If a certain cannon is fired from a height of

7.8 meters above the​ ground, at a certain​ angle, the height of the cannonball above the​ ground, h, in​ meters, at​ time, t, in​ seconds, is found by the function

h(t)=−4.9t2+24.5t+7.8.

What is the maximum height of the cannonball in meters, when is the cannonball at maximum height at in seconds, and when will the cannonball strike the ground at in seconds?

To find the maximum height of the cannonball, we need to determine the vertex of the quadratic equation h(t) = -4.9t^2 + 24.5t + 7.8.

The formula for the x-coordinate of the vertex of a quadratic equation in the form f(t) = at^2 + bt + c is given by x = -b/2a.

In this case, a = -4.9 and b = 24.5.

Using the formula, we can find the x-coordinate of the vertex:

x = -24.5 / (2 * -4.9) = -24.5 / -9.8 = 2.5 seconds (approximately)

Now, substitute this value back into the equation h(t) to find the maximum height:

h(2.5) = -4.9(2.5)^2 + 24.5(2.5) + 7.8 = -30.625 + 61.25 + 7.8 = 38.425 meters (approximately)

Therefore, the maximum height of the cannonball is approximately 38.425 meters.
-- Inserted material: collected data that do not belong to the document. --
PR #1544, opened 2025-04-08
FlatMap: add Umpire support

publixsubfan:
# Summary

- Adds an `Allocator` wrapper class to disambiguate between integer arguments and allocator ID
  
  This is a speculative change, and I'd like to hear feedback from others: my biggest complaint/regret about the `Array` constructor interface is that we aren't fully drop-in compatible with the `std::vector` constructor interface, as we've sprinkled in `allocator_id` function arguments haphazardly. I'm hoping this might provide an alternative path forward that we can test out in `FlatMap` for now, and maybe bring it over into `Array` proper once fleshed out.
- Adds initial Umpire allocation support for `FlatMap`, supporting the following operations:
  - Creating a `FlatMap` within a custom Umpire allocator
  - Copying `FlatMap` between two different allocators, including device-based allocators
  - Destroying `FlatMap` created within a Umpire device-based allocator.
- Fix move assignment operator by returning reference to current instance

### DIFF
--- a/src/axom/core/detail/FlatMapOps.hpp
+++ b/src/axom/core/detail/FlatMapOps.hpp
@@ -1,0 +1,134 @@
+// Copyright (c) 2017-2025, Lawrence Livermore National Security, LLC and
+// other Axom Project Developers. See the top-level COPYRIGHT file for details.
+//
+// SPDX-License-Identifier: (BSD-3-Clause)
+
+#ifndef Axom_Core_Detail_FlatMapOps_Hpp
+#define Axom_Core_Detail_FlatMapOps_Hpp
+
+#include "axom/core/detail/FlatTable.hpp"
+
+namespace axom
+{
+namespace detail
+{
+namespace flat_map
+{
+
+inline void setSentinel(axom::ArrayView<GroupBucket> metadata)
+{
+#if defined(AXOM_USE_UMPIRE) && defined(AXOM_USE_CUDA)
+  MemorySpace space = getAllocatorSpace(metadata.getAllocatorID());
+  using DeviceExec = axom::CUDA_EXEC<256>;
+  if(space == MemorySpace::Device)
+  {
+    for_all<DeviceExec>(
+      1,
+      AXOM_LAMBDA(IndexType) { metadata[metadata.size() - 1].setSentinel(); });
+    return;
+  }
+#endif
+  metadata[metadata.size() - 1].setSentinel();
+}
+
+template <typename KVPair, typename LookupPolicy, typename StoragePair = TypeErasedStorage<KVPair>>
+inline void destroyBuckets(axom::ArrayView<GroupBucket> metadata, axom::ArrayView<StoragePair> buckets)
+{
+  if(std::is_trivially_destructible<KVPair>::value)
+  {
+    // Nothing to do.
+    return;
+  }
+
+#if defined(AXOM_USE_UMPIRE) && defined(AXOM_USE_CUDA)
+  MemorySpace space = getAllocatorSpace(metadata.getAllocatorID());
+  using DeviceExec = axom::CUDA_EXEC<256>;
+  // CUDA-only: buckets located in device-only memory and non-trivially
+  // destructible. We'll need to "relocate" the objects to the host to
+  // destroy.
+  //
+  // This presumes the objects are "trivially relocatable." (See a similar
+  // requirement in axom::Array for device allocations on CUDA)
+  axom::Array<StoragePair> buckets_host;
+  axom::Array<GroupBucket> metadata_host;
+  if(space == MemorySpace::Device)
+  {
+    int host_allocator_id = axom::execution_space<axom::SEQ_EXEC>::allocatorID();
+    metadata_host = axom::Array<GroupBucket>(metadata, host_allocator_id);
+    buckets_host = axom::Array<StoragePair>(buckets, host_allocator_id);
+    metadata = metadata_host.view();
+    buckets = buckets_host.view();
+  }
+#endif
+  IndexType index = LookupPolicy {}.nextValidIndex(metadata, LookupPolicy::NO_MATCH);
+  while(index < buckets.size())
+  {
+    buckets[index].get().~KVPair();
+    index = LookupPolicy {}.nextValidIndex(metadata, index);
+  }
+}
+
+template <typename KVPair, typename LookupPolicy, typename StoragePair = TypeErasedStorage<KVPair>>
+inline void copyBuckets(axom::ArrayView<const GroupBucket> metadata,
+                        axom::ArrayView<const StoragePair> from_buckets,
+                        axom::ArrayView<StoragePair> to_buckets)
+{
+  if(std::is_trivially_copyable<KVPair>::value)
+  {
+    axom::copy(to_buckets.data(), from_buckets.data(), sizeof(StoragePair) * from_buckets.size());
+    return;
+  }
+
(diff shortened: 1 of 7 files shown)


src/axom/core/tests/core_flatmap.hpp
```diff
@@ -670,3 +677,66 @@ AXOM_TYPED_TEST(core_flatmap, range_for_loop_write)
...
+  // Check that maps are equivalent with a different allocator ID.
+  EXPECT_EQ(test_map_device.getAllocatorID(), device_alloc_id);
+  EXPECT_EQ(test_map_device.bucket_count(), test_map.bucket_count());
+  EXPECT_EQ(test_map_device.size(), test_map.size());
+
+  // Copy back to the host.
+  MapType test_map_host = MapType(test_map_device, axom::Allocator {host_alloc_id});
+
+  // Check that maps are equivalent with the same allocator ID.
+  EXPECT_EQ(test_map_host.getAllocatorID(), host_alloc_id);
```
bmhan12, line 718: For consistency, I think it might make sense to make this `getAllocator()` to compare `Allocator`'s, and prevent the ability to access the `int` id's altogether.

bmhan12:
> Adds an Allocator wrapper class to disambiguate between integer arguments and allocator ID

I think this makes a lot of sense and helps guard against coding errors. 
Allocating an `axom::Array` using Umpire typically looks like some form of the following:

```
    axom::Array<int> my_array(
      size,
      capacity,
      allocator_id);
```
`size`, `capacity`, and `allocator_id` are all `IndexType`/`int`.

src/axom/core/memory_management.hpp
kennyweiss, line 1: I like this idea!

src/axom/core/memory_management.hpp
```diff
@@ -197,6 +197,24 @@ inline void copy(void* dst, const void* src, std::size_t numbytes) noexcept;
...
+struct Allocator
+{
+public:
+  explicit Allocator(int alloc_id = axom::getDefaultAllocatorID()) : m_id {alloc_id} { }
+
+  /// \brief Returns the allocator ID.
+  int get() const { return m_id; }
+
+private:
+  int m_id {0};
```
kennyweiss, line 215: Should this be `0` by default?  Or perhaps  `axom::INVALID_ALLOCATOR_ID`  
(which evaluates to `-1` and is not a valid umpire allocator ID).

src/axom/core/detail/FlatMapOps.hpp
```diff
@@ -0,0 +1,134 @@
...
+namespace axom
+{
+namespace detail
+{
+namespace flat_map
+{
+
+inline void setSentinel(axom::ArrayView<GroupBucket> metadata)
+{
+#if defined(AXOM_USE_UMPIRE) && defined(AXOM_USE_CUDA)
```
kennyweiss, line 20: Does/Will this also support hip? Or does hip not need extra handling?
If it's the latter, please add a comment.

src/axom/core/detail/FlatMapOps.hpp
```diff
@@ -0,0 +1,134 @@
...
+template <typename KVPair, typename LookupPolicy, typename StoragePair = TypeErasedStorage<KVPair>>
+inline void destroyBuckets(axom::ArrayView<GroupBucket> metadata, axom::ArrayView<StoragePair> buckets)
+{
+  if(std::is_trivially_destructible<KVPair>::value)
+  {
+    // Nothing to do.
+    return;
+  }
+
+#if defined(AXOM_USE_UMPIRE) && defined(AXOM_USE_CUDA)
```
kennyweiss, line 43: Similar comment about hip here (and presumably elsewhere in this file)

src/axom/core/tests/core_flatmap.hpp
```diff
@@ -670,3 +677,66 @@ AXOM_TYPED_TEST(core_flatmap, range_for_loop_write)
...
+  for(int i = 0; i < NUM_ELEMS; i++)
+  {
+    auto key = this->getKey(i);
+    auto value = this->getValue(i * 10.0 + 5.0);
+
+    test_map.insert({key, value});
+  }
+
+  // Copy from the host to the device.
+  MapType test_map_device = MapType(test_map, axom::Allocator {device_alloc_id});
```
kennyweiss, line 707: I suppose this would be our own idiomatic way to copy, but it's interesting!

src/axom/core/tests/core_flatmap.hpp
```diff
@@ -670,3 +677,66 @@ AXOM_TYPED_TEST(core_flatmap, range_for_loop_write)
...
+
+  // Check that maps are equivalent with a different allocator ID.
+  EXPECT_EQ(test_map_device.getAllocatorID(), device_alloc_id);
+  EXPECT_EQ(test_map_device.bucket_count(), test_map.bucket_count());
+  EXPECT_EQ(test_map_device.size(), test_map.size());
```
kennyweiss, line 712: Just to make sure I understand -- `test_map_device.size()` is on the host, right? 
Would we ever want the size to be on the device? If so, what would that look like?

kennyweiss (approved):
I like this idea @publixsubfan -- it feels a lot cleaner than our current approach.

I'm eager to see what this would look like when applied to `axom::Array` and `axom::ArrayView`

src/axom/core/detail/FlatMapOps.hpp
publixsubfan: Yes, it's the latter case since with HIP we can access device memory directly from the host. I'll add a comment.

src/axom/core/tests/core_flatmap.hpp
publixsubfan: In this case, yes -- after this PR, I'm planning on pushing out another follow-up with a `FlatMapView` type for device-side accesses.

It'll be similar to the `Array`/`ArrayView` dichotomy, where the device accesses the data through the "view" type that is value-captured in the lambda.

src/axom/core/detail/FlatMapOps.hpp
adayton1: That's true on some Hip platforms, but not all.

src/axom/core/tests/core_flatmap.hpp
```diff
@@ -670,3 +677,66 @@ AXOM_TYPED_TEST(core_flatmap, range_for_loop_write)
...
+
+AXOM_TYPED_TEST(core_flatmap, copy_host_device)
+{
+  using MapType = typename TestFixture::MapType;
+
+  using HostExec = typename TestFixture::HostExec;
+  using DeviceExec = typename TestFixture::DeviceExec;
+
+  const int host_alloc_id = axom::execution_space<HostExec>::allocatorID();
+  const int device_alloc_id = axom::execution_space<DeviceExec>::allocatorID();
```
BradWhitlock, line 690: Longer term, should we have axom::execution_space<ExecSpace>::allocator() that returns an Allocator? That would get rid of some of these lines where Allocator needs to be constructed from the integer id.

BradWhitlock (approved):
Looking forward to FlatMapView.

src/axom/core/memory_management.hpp
publixsubfan: The default value of `axom::getDefaultAllocatorID()` is passed through the constructor, so I just removed the inline initializer.

src/axom/core/detail/FlatMapOps.hpp
publixsubfan: Added a comment.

To find when the cannonball is at maximum height, we know it occurs at t = 2.5 seconds.

Next, to find when the cannonball will strike the ground, we need to solve the equation h(t) = 0:

-4.9t^2 + 24.5t + 7.8 = 0

You can solve this quadratic equation using various methods, such as factoring or using the quadratic formula. Let's use the quadratic formula:

t = (-b ± √(b^2 - 4ac)) / (2a)

a = -4.9, b = 24.5, c = 7.8

t = (-24.5 ± √(24.5^2 - 4(-4.9)(7.8))) / (2(-4.9))

t = (-24.5 ± √(600.25 + 152.52)) / (-9.8)

t = (-24.5 ± √(752.77)) / (-9.8)

Using a calculator, we can find the solutions are:

t = (-24.5 + √(752.77)) / (-9.8) ≈ 6.42 seconds

t = (-24.5 - √(752.77)) / (-9.8) ≈ 0.64 seconds

Therefore, the cannonball will strike the ground approximately 0.64 seconds and 6.42 seconds after being fired.

To find the maximum height of the cannonball, we need to determine the vertex of the quadratic function h(t) = -4.9t^2 + 24.5t + 7.8. The vertex corresponds to the highest point on the trajectory of the cannonball.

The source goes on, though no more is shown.